## ACTIVITY
When a line in the records contains the string "they", copy that line.

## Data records
= = =
PR #628, opened 2023-09-11
[controller][test] Message header triggered new KME schema registrati…

lluwm:
…on in child controller

As part of the solution to remove deployment order for KafkaMessageEnvelope (KME) value schema, for controllers, when they find an unknown KME schema from the message header, they need to (talk to the system cluster leader controller to) register the new schema into local region system store. It helps controllers to deal with unknown KME during admin message consumption.

This change enables the child controllers to register unknown KME schemas when discovering them from the message's header. It mainly leverages the existing functionalities from the ControllerClientBackedSystemSchemaInitializer class for the implementation. A new config is introduced to enable this feature and a new integration test is added to verify the correctness of the new feature.

## How was this PR tested?

Added a new integration test.
Passed CI tests.

### DIFF
--- a/internal/venice-common/src/main/java/com/linkedin/venice/helix/HelixReadWriteSchemaRepository.java
+++ b/internal/venice-common/src/main/java/com/linkedin/venice/helix/HelixReadWriteSchemaRepository.java
@@ -560,7 +560,7 @@ public class HelixReadWriteSchemaRepository implements ReadWriteSchemaRepository
   }
 
   // For testing purpose only.
-  public void removeValueSchema(String storeName, int schemaId) {
+  void removeValueSchema(String storeName, int schemaId) {
     preCheckStoreCondition(storeName);
     accessor.removeValueSchema(storeName, String.valueOf(schemaId));
   }
--- a/internal/venice-common/src/main/java/com/linkedin/venice/helix/HelixReadWriteSchemaRepository.java
+++ b/internal/venice-common/src/main/java/com/linkedin/venice/helix/HelixReadWriteSchemaRepository.java
@@ -558,4 +558,10 @@ public class HelixReadWriteSchemaRepository implements ReadWriteSchemaRepository
       throw new VeniceNoStoreException(storeName);
     }
   }
+
+  // For testing purpose only.
+  public void removeValueSchema(String storeName, int schemaId) {
+    preCheckStoreCondition(storeName);
+    accessor.removeValueSchema(storeName, String.valueOf(schemaId));
+  }
 }
--- a/internal/venice-common/src/main/java/com/linkedin/venice/pubsub/api/PubSubMessageDeserializer.java
+++ b/internal/venice-common/src/main/java/com/linkedin/venice/pubsub/api/PubSubMessageDeserializer.java
@@ -1,6 +1,7 @@
 package com.linkedin.venice.pubsub.api;
 
 import com.linkedin.avroutil1.compatibility.AvroCompatibilityHelper;
+import com.linkedin.venice.exceptions.VeniceException;
 import com.linkedin.venice.kafka.protocol.KafkaMessageEnvelope;
 import com.linkedin.venice.kafka.protocol.enums.MessageType;
 import com.linkedin.venice.message.KafkaKey;
@@ -63,6 +64,15 @@ public class PubSubMessageDeserializer {
             Schema providedProtocolSchema = AvroCompatibilityHelper.parse(new String(header.value()));
             value =
                 valueSerializer.deserialize(valueBytes, providedProtocolSchema, getEnvelope(key.getKeyHeaderByte()));
+          } catch (VeniceException e) {
+            /*
+             * If a Venice exception is caught when registering a new discovered schema, we don't need any special
+             * management here, delegate it to the follower deserialize to handle such case.
+             */
+            LOGGER.warn(
+                "Venice exception in registering new encountered schema in protocol header: ",
+                VENICE_TRANSPORT_PROTOCOL_HEADER,
+                e);
           } catch (Exception e) {
             // Improper header... will ignore.
             LOGGER.warn("Received unparsable schema in protocol header: " + VENICE_TRANSPORT_PROTOCOL_HEADER, e);
@@ -96,5 +106,10 @@ public class PubSubMessageDeserializer {
       default:
         throw new IllegalStateException("Illegal key header byte: " + keyHeaderByte);
     }
+  }
+
+  // For testing only.
+  public KafkaValueSerializer getValueSerializer() {
+    return valueSerializer;
   }
 }
--- a/internal/venice-common/src/main/java/com/linkedin/venice/pubsub/api/PubSubMessageDeserializer.java
+++ b/internal/venice-common/src/main/java/com/linkedin/venice/pubsub/api/PubSubMessageDeserializer.java
@@ -1,7 +1,6 @@
 package com.linkedin.venice.pubsub.api;
 
 import com.linkedin.avroutil1.compatibility.AvroCompatibilityHelper;
-import com.linkedin.venice.exceptions.VeniceException;
 import com.linkedin.venice.kafka.protocol.KafkaMessageEnvelope;
 import com.linkedin.venice.kafka.protocol.enums.MessageType;
 import com.linkedin.venice.message.KafkaKey;
@@ -64,18 +63,12 @@ public class PubSubMessageDeserializer {
             Schema providedProtocolSchema = AvroCompatibilityHelper.parse(new String(header.value()));
             value =
                 valueSerializer.deserialize(valueBytes, providedProtocolSchema, getEnvelope(key.getKeyHeaderByte()));
-          } catch (VeniceException e) {
-            /*
-             * If a Venice exception is caught when registering a new discovered schema, we don't need any special
-             * management here, delegate it to the follower deserialize to handle such case.
-             */
-            LOGGER.warn(
-                "Venice exception in registering new encountered schema in protocol header: ",
-                VENICE_TRANSPORT_PROTOCOL_HEADER,
-                e);
           } catch (Exception e) {
             // Improper header... will ignore.
-            LOGGER.warn("Received unparsable schema in protocol header: " + VENICE_TRANSPORT_PROTOCOL_HEADER, e);
+            LOGGER.warn(
+                "Received unparsable schema or encountered schema registration issue in protocol header: "
+                    + VENICE_TRANSPORT_PROTOCOL_HEADER,
+                e);
           }
           break; // We don't look at other headers
         }
--- a/internal/venice-common/src/main/java/com/linkedin/venice/system/store/ControllerClientBackedSystemSchemaInitializer.java
+++ b/internal/venice-common/src/main/java/com/linkedin/venice/system/store/ControllerClientBackedSystemSchemaInitializer.java
@@ -15,6 +15,7 @@ import com.linkedin.venice.controllerapi.StoreResponse;
 import com.linkedin.venice.controllerapi.UpdateStoreQueryParams;
 import com.linkedin.venice.exceptions.ErrorType;
 import com.linkedin.venice.exceptions.VeniceException;
+import com.linkedin.venice.schema.avro.DirectionalSchemaCompatibilityType;
 import com.linkedin.venice.schema.writecompute.WriteComputeSchemaConverter;
 import com.linkedin.venice.security.SSLFactory;
 import com.linkedin.venice.serialization.avro.AvroProtocolDefinition;
@@ -76,7 +77,7 @@ public class ControllerClientBackedSystemSchemaInitializer {
     this.enforceSslOnly = enforceSslOnly;
   }
 
-  public void execute() {
+  public void execute(Map<Integer, Schema> inputSchemas) {
     if (controllerClient == null) {
       if (!controllerUrl.isEmpty()) {
         controllerClient = ControllerClient.constructClusterControllerClient(clusterName, controllerUrl, sslFactory);
@@ -100,7 +101,9 @@ public class ControllerClientBackedSystemSchemaInitializer {
     }
 
     String storeName = protocolDefinition.getSystemStoreName();
-    Map<Integer, Schema> schemasInLocalResources = Utils.getAllSchemasFromResources(protocolDefinition);
+
+    Map<Integer, Schema> schemasInLocalResources =
+        inputSchemas != null ? inputSchemas : Utils.getAllSchemasFromResources(protocolDefinition);
     D2ServiceDiscoveryResponse discoveryResponse = controllerClient.retryableRequest(
         DEFAULT_RETRY_TIMES,
         c -> c.discoverCluster(storeName),
@@ -142,17 +145,29 @@ public class ControllerClientBackedSystemSchemaInitializer {
     for (int version = 1; version <= protocolDefinition.getCurrentProtocolVersion(); version++) {
       Schema schemaInLocalResources = schemasInLocalResources.get(version);
       if (schemaInLocalResources == null) {
-        throw new VeniceException(
-            "Invalid protocol definition: " + protocolDefinition.name() + " does not have a version " + version
-                + " even though it is less than or equal to the current version ("
-                + protocolDefinition.getCurrentProtocolVersion() + ").");
-      }
-      checkAndMayRegisterValueSchema(storeName, version, schemasInZk.get(version), schemaInLocalResources);
+        if (inputSchemas == null) {
+          throw new VeniceException(
+              "Invalid protocol definition: " + protocolDefinition.name() + " does not have a version " + version
+                  + " even though it is less than or equal to the current version ("
+                  + protocolDefinition.getCurrentProtocolVersion() + ").");
+        }
+      } else {
+        checkAndMayRegisterValueSchema(
+            storeName,
+            version,
+            schemasInZk.get(version),
+            schemaInLocalResources,
+            inputSchemas != null);
 
-      if (autoRegisterPartialUpdateSchema) {
-        checkAndMayRegisterPartialUpdateSchema(storeName, version, schemaInLocalResources);
+        if (autoRegisterPartialUpdateSchema) {
+          checkAndMayRegisterPartialUpdateSchema(storeName, version, schemaInLocalResources);
+        }
       }
     }
+  }
+
+  public void execute() {
+    execute(null);
   }
 
   private boolean hasLeaderController() {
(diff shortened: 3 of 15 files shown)


internal/venice-common/src/main/java/com/linkedin/venice/pubsub/api/PubSubMessageDeserializer.java
```diff
@@ -63,6 +64,15 @@ public PubSubMessage<KafkaKey, KafkaMessageEnvelope, Long> deserialize(
...
+          } catch (VeniceException e) {
+            /*
+             * If a Venice exception is caught when registering a new discovered schema, we don't need any special
+             * management here, delegate it to the follower deserialize to handle such case.
+             */
+            LOGGER.warn(
+                "Venice exception in registering new encountered schema in protocol header: ",
+                VENICE_TRANSPORT_PROTOCOL_HEADER,
+                e);
           } catch (Exception e) {
```
ZacAttack, line 76: These two exception cases look very similar to me.  What is their difference?

internal/venice-common/src/main/java/com/linkedin/venice/helix/HelixReadWriteSchemaRepository.java
```diff
@@ -558,4 +558,10 @@ private void preCheckStoreCondition(String storeName) {
       throw new VeniceNoStoreException(storeName);
     }
   }
+
+  // For testing purpose only.
+  public void removeValueSchema(String storeName, int schemaId) {
```
ZacAttack, line 563: Package private maybe?  This method sounds scary

services/venice-controller/src/main/java/com/linkedin/venice/controller/VeniceControllerService.java
```diff
@@ -120,17 +125,45 @@ public VeniceControllerService(
...
+    /**
+     * Register a callback function to handle the case when a new KME value schema is encountered when the child controller
+     * consumes the admin topics.
+     */
+    BiConsumer<Integer, Schema> newSchemaEncountered = (schemaId, schema) -> {
+      LOGGER.info("Encountered a new KME value schema (id = {}), proceed to register", schemaId);
+      String systemClusterName = multiClusterConfigs.getSystemSchemaClusterName();
+      VeniceControllerConfig systemStoreClusterConfig = multiClusterConfigs.getControllerConfig(systemClusterName);
+      try {
+        ControllerClientBackedSystemSchemaInitializer schemaInitializer =
```
ZacAttack, line 138: Can we maybe make this a member variable?  Might make testing easier.

internal/venice-common/src/main/java/com/linkedin/venice/helix/HelixReadWriteSchemaRepository.java
lluwm: Yeah, a scary api and I was hesitating and trying to find alternative ways of doing it, but I didn't have a good one.

Do we have a convention to put all integration tests under `venice/internal/venice-test-common/src/integrationTest`?  If not, can move it to a different folder. Tried to remove the public keyword with the current folder structure, but compiler complained.

internal/venice-test-common/src/integrationTest/java/com/linkedin/venice/controller/TestControllerKMERegistrationFromMessageHeader.java
```diff
@@ -0,0 +1,131 @@
...
+    String storeName = Utils.getUniqueString("store");
+
+    VeniceControllerWrapper pController =
+        multiRegionMultiClusterWrapper.getLeaderParentControllerWithRetries(clusterName);
+
+    VeniceMultiClusterWrapper child = childDatacenters.get(0);
+
+    // Remove the latest schema from child controller's local value serializer and remove it from child colo's schema
+    // repository (ZK).
+    VeniceControllerWrapper leaderController = child.getLeaderController(clusterName);
```
ZacAttack, line 82: This is an interesting approach...  But I worry it's too interesting lol.  I wonder, how hard would it be to just read the latest schema and make a doc string change on some field and publish it?  I only ask this as a future proof method of testing this (in case some schema is cached somewhere and the removing/adding post service start up is a NoOp here, but in the production scenario where we add a new schema this may do something else.

internal/venice-test-common/src/integrationTest/java/com/linkedin/venice/controller/TestControllerKMERegistrationFromMessageHeader.java
```diff
@@ -0,0 +1,131 @@
...
+     */
+
+    pController.getVeniceAdmin().createStore(clusterName, storeName, "", "\"string\"", "\"string\"", false);
+
+    // Verify that schema is registered in the child colo's schema repo.
+    TestUtils.waitForNonDeterministicAssertion(30, TimeUnit.SECONDS, true, () -> {
+      Assert.assertTrue(
+          repo.getValueSchema(
+              AvroProtocolDefinition.KAFKA_MESSAGE_ENVELOPE.getSystemStoreName(),
+              AvroProtocolDefinition.KAFKA_MESSAGE_ENVELOPE.getCurrentProtocolVersion()) != null);
```
ZacAttack, line 123: This doesn't seem strict enough?  Could we get the protocol version that we expect at the top of the test?

lluwm: Yeah, we can add the same check in the beginning of the test.

internal/venice-test-common/src/integrationTest/java/com/linkedin/venice/controller/TestControllerKMERegistrationFromMessageHeader.java
lluwm: Yeah, it's a bit involved to develop this testing code. The high level idea here is that I want to create a inconsistent scenario where parent controller has a newer KME version, but a child controller hasn't got it yet. This is to mimic the case where parent controller deploy a new schema before the child and verify that new code can handle it.

With that idea in mind, say if we just update and publish a new schema through e.g. parent controller's `addValueSchema` api, the parent and child controller (through admin messages) are always in sync with their schema and we cannot trigger the new code path anymore. Maybe I misunderstood you comments?

internal/venice-common/src/main/java/com/linkedin/venice/pubsub/api/PubSubMessageDeserializer.java
lluwm: You are right, I don't have to add the new VeniceException catch and it can still work. The only reason was to add a  bit precise warning message. So, if it doesn't give us enough benefits, we can simply remove it.

internal/venice-test-common/src/integrationTest/java/com/linkedin/venice/controller/TestControllerKMERegistrationFromMessageHeader.java
ZacAttack: I think my concern is that the child controller started up and THEN we removed the zk.  Maybe we bounce the child controller, or, remove the schema from child zk and then start the controller, or, after this step start a new child controller and kill the old one.

internal/venice-common/src/main/java/com/linkedin/venice/pubsub/api/PubSubMessageDeserializer.java
ZacAttack: I'm trying to even understand the difference between the error messages

internal/venice-common/src/main/java/com/linkedin/venice/helix/HelixReadWriteSchemaRepository.java
ZacAttack: If it's only used in an integration test and and not a unit test I think we could put the test case where it would work.  Unit tests are the ones that get finnicky as then they won't attribute coverage properly.

lluwm: Sounds good. I will move it.

internal/venice-common/src/main/java/com/linkedin/venice/pubsub/api/PubSubMessageDeserializer.java
lluwm: Okay, let me generalize the message and remove the new exception catch block

internal/venice-test-common/src/integrationTest/java/com/linkedin/venice/controller/TestControllerKMERegistrationFromMessageHeader.java
lluwm: I think there might be a catch with the proposal. Today, controller, when transitioning from standby->leader, has a logic of loading all schemas from local KafkaMessageEvelop.avsc (`internal/venice-common/src/main/resources/avro/KafkaMessageEnvelope`) file, looping through them and registering in the local cluster, if there is any missing ones in the ZK. So, it means that even if we bounce a child controller after removing it from zk, the newly started controller would always fix it after taking the leadership.

 The current testing approach might be okay, because `HelixReadWriteSchemaRepository` doesn't cache any schemas locally, so even if we remove after the starting up, it doesn't have stale schema.

`KafkaValueSerializer` does cache schemas in memory, thus in the test, we make sure to remove all cached data by `valueSerializer.removeAllSchemas(); `

services/venice-controller/src/main/java/com/linkedin/venice/controller/VeniceControllerService.java
lluwm: Do you mean `newSchemaEncountered` ? yeah, I think I can make it a class member.

internal/venice-test-common/src/integrationTest/java/com/linkedin/venice/controller/TestControllerKMERegistrationFromMessageHeader.java
ZacAttack: != null part, I think we should check the version number

lluwm: okay, sure, will check that.

internal/venice-common/src/main/java/com/linkedin/venice/system/store/ControllerClientBackedSystemSchemaInitializer.java
```diff
@@ -142,19 +145,31 @@ public void execute() {
     for (int version = 1; version <= protocolDefinition.getCurrentProtocolVersion(); version++) {
       Schema schemaInLocalResources = schemasInLocalResources.get(version);
       if (schemaInLocalResources == null) {
-        throw new VeniceException(
-            "Invalid protocol definition: " + protocolDefinition.name() + " does not have a version " + version
-                + " even though it is less than or equal to the current version ("
-                + protocolDefinition.getCurrentProtocolVersion() + ").");
-      }
-      checkAndMayRegisterValueSchema(storeName, version, schemasInZk.get(version), schemaInLocalResources);
+        if (inputSchemas == null) {
```
shuhui-liu, line 148: Curious, why do we need this if branch? From above logic:
```
Map<Integer, Schema> schemasInLocalResources =
        inputSchemas != null ? inputSchemas : Utils.getAllSchemasFromResources(protocolDefinition);
```
If `schemaInLocalResources` is null, `inputSchemas` must be null, right?

internal/venice-common/src/main/java/com/linkedin/venice/system/store/ControllerClientBackedSystemSchemaInitializer.java
```diff
@@ -236,11 +251,20 @@ private void checkAndMayRegisterValueSchema(
...
+      SchemaResponse addValueSchemaResponse = controllerClient.retryableRequest(DEFAULT_RETRY_TIMES, c -> {
+        if (skipCompatibilityCheck) {
+          return c.addValueSchema(
+              storeName,
+              schemaInLocalResources.toString(),
+              valueSchemaId,
+              DirectionalSchemaCompatibilityType.NONE);
+        }
+        return c.addValueSchema(storeName, schemaInLocalResources.toString(), valueSchemaId);
+      });
```
shuhui-liu, line 266: KME schemas are backward compatible. We'd better enforce backward compatibility `DirectionalSchemaCompatibilityType.BACKWARD` when registering a new KME. Note it varies for different schemas. For example, meta system store schema needs to be registered with ` DirectionalSchemaCompatibilityType.FULL`. You may need to add ` DirectionalSchemaCompatibilityType` as a parameter of the function or a member of the class.

shuhui-liu (commented):
Thanks for making this change. I took a look at all code changes except for the new test class (will review the test after meetings).

Great work overall! Left two comments. Also, regarding the following commit message:
```
Otherwise, as KME is not embedded in every Kafka message, if servers restart and resume the consumption from a non-SOS message with new KME (for example, lor1 servers could consume TS sent by lva1 controller), servers can not find the right schema to deserialize it and keep failing.
```
I think this PR could not help with servers that encounter unknown KME after restart because this PR does not include any server change. It actually helps controllers which may encounter unknown KME after restarting and resuming admin message consumption. You may need to update the commit message to avoid confusion.

internal/venice-common/src/main/java/com/linkedin/venice/system/store/ControllerClientBackedSystemSchemaInitializer.java
lluwm: I know it's a bit confusing, but `schemaInLocalResources` is defined one line above (not the same as `schemasInLocalResources`).

So, in its usage, e.g. `schemaInitializer.execute(ImmutableMap.of(schemaId, schema));`, the passed in map contains only 1 entry, so we could have schemaInLocalResources == null for some versions, which is a valid case, and we not throw exception in this case.

internal/venice-common/src/main/java/com/linkedin/venice/system/store/ControllerClientBackedSystemSchemaInitializer.java
lluwm: Sounds good. I will fix this.

lluwm:
> Thanks for making this change. I took a look at all code changes except for the new test class (will review the test after meetings).
> 
> Great work overall! Left two comments. Also, regarding the following commit message:
> 
> ```
> Otherwise, as KME is not embedded in every Kafka message, if servers restart and resume the consumption from a non-SOS message with new KME (for example, lor1 servers could consume TS sent by lva1 controller), servers can not find the right schema to deserialize it and keep failing.
> ```
> 
> I think this PR could not help with servers that encounter unknown KME after restart because this PR does not include any server change. It actually helps controllers which may encounter unknown KME after restarting and resuming admin message consumption. You may need to update the commit message to avoid confusion.

Thanks for review, good catch, will fix the description.

internal/venice-test-common/src/integrationTest/java/com/linkedin/venice/helix/TestControllerKMERegistrationFromMessageHeader.java
```diff
@@ -0,0 +1,130 @@
...
+
+    // Remove the latest schema from child controller's local value serializer and remove it from child colo's schema
+    // repository (ZK).
+    VeniceControllerWrapper leaderController = child.getLeaderController(clusterName);
+    KafkaValueSerializer valueSerializer =
+        leaderController.getController().getVeniceControllerService().getKafkaValueSerializer();
+    TestUtils.waitForNonDeterministicAssertion(30, TimeUnit.SECONDS, true, () -> {
+      Assert.assertTrue(
+          valueSerializer.getProtocolVersionSize() >= AvroProtocolDefinition.KAFKA_MESSAGE_ENVELOPE
+              .getCurrentProtocolVersion());
```
shuhui-liu, line 86: Just curious, why do we need this assertion?

internal/venice-common/src/main/java/com/linkedin/venice/system/store/ControllerClientBackedSystemSchemaInitializer.java
shuhui-liu: I see. I missed `s` in the variable name. Thanks for the explanation. It brings up another question: if a controller or server finds a new unknown KME schema in the message header, the version of the new schema will be larger than `protocolDefinition.getCurrentProtocolVersion()`. In this case, `schemaInLocalResources` will be null and the code here won't register the new KME schema. Please correct me if I missed something.

internal/venice-test-common/src/integrationTest/java/com/linkedin/venice/helix/TestControllerKMERegistrationFromMessageHeader.java
shuhui-liu: Sure, it does no harm to add additional assertion if you think it will reduce the chance of race. Though I thought local protocol loading (i.e. add schemas from local resource into `protocolVersionToReader`) happens in `InternalAvroSpecificSerializer` constructor. Does `ClusterLeaderInitializationManager.execute` also trigger local protocol loading?

lluwm: Oh, I see the problem. I actually wanted to wait the schema to appear in the ZK, not in `protocolVersionToReader`, because we have a fall back mechanism to read from ZK if local `protocolVersionToReader` doesn't have it, I should have waited for it to appear in HelixReadWriteSchemaRepository instead of  `protocolVersionToReader`, does that make sense?

shuhui-liu: IIRC, you're referring to the following logic. After reading from ZK, it also puts the schema into `protocolVersionToReader` in `cacheDatumReader`. But I didn't get why waiting this fallback ensures that local protocol loading completes. I think the loading of **local** protocols finishes during the construction time. The fallback is triggered when one consumer does not have the schema that another producer has, which is not the case right after the setup of this integ test.
```
Schema newProtocolSchema = schemaReader.getValueSchema(protocolVersion);
if (newProtocolSchema == null) {
    throw new VeniceMessageException(
        "Received Protocol Version '" + protocolVersion + "' which is not currently known by " +
        this.getClass().getSimpleName() + ". A remote fetch was attempted, but the " +
        SchemaReader.class.getSimpleName() + " returned null" +
        ". The currently known Protocol Versions are: " + getCurrentlyLoadedProtocolVersions() + ".");
}
specificDatumReader = cacheDatumReader(protocolVersion, newProtocolSchema);
```

Waiting for the schema to appear in ZK is still beneficial though, which could help avoid the race that the latest schema is removed but then added back by leader controller initializer.

shuhui-liu (approved):

internal/venice-test-common/src/integrationTest/java/com/linkedin/venice/helix/TestControllerKMERegistrationFromMessageHeader.java
lluwm: Yes, you're right and it doesn't make sense to wait for the local ones stored in `protocolVersionToReader` and it doesn't make sense.
> I think the loading of local protocols finishes during the construction time.

This is exactly what I wanted to wait for and why. It's a mistake in the previous version to wait for a different one. :-) 
> Waiting for the schema to appear in ZK is still beneficial though, which could help avoid the race that the latest schema is removed but then added back by leader controller initializer.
= = =
## TASK RESPONSE
As part of the solution to remove deployment order for KafkaMessageEnvelope (KME) value schema, for controllers, when they find an unknown KME schema from the message header, they need to (talk to the system cluster leader controller to) register the new schema into local region system store. It helps controllers to deal with unknown KME during admin message consumption.
ZacAttack: If it's only used in an integration test and and not a unit test I think we could put the test case where it would work.  Unit tests are the ones that get finnicky as then they won't attribute coverage properly.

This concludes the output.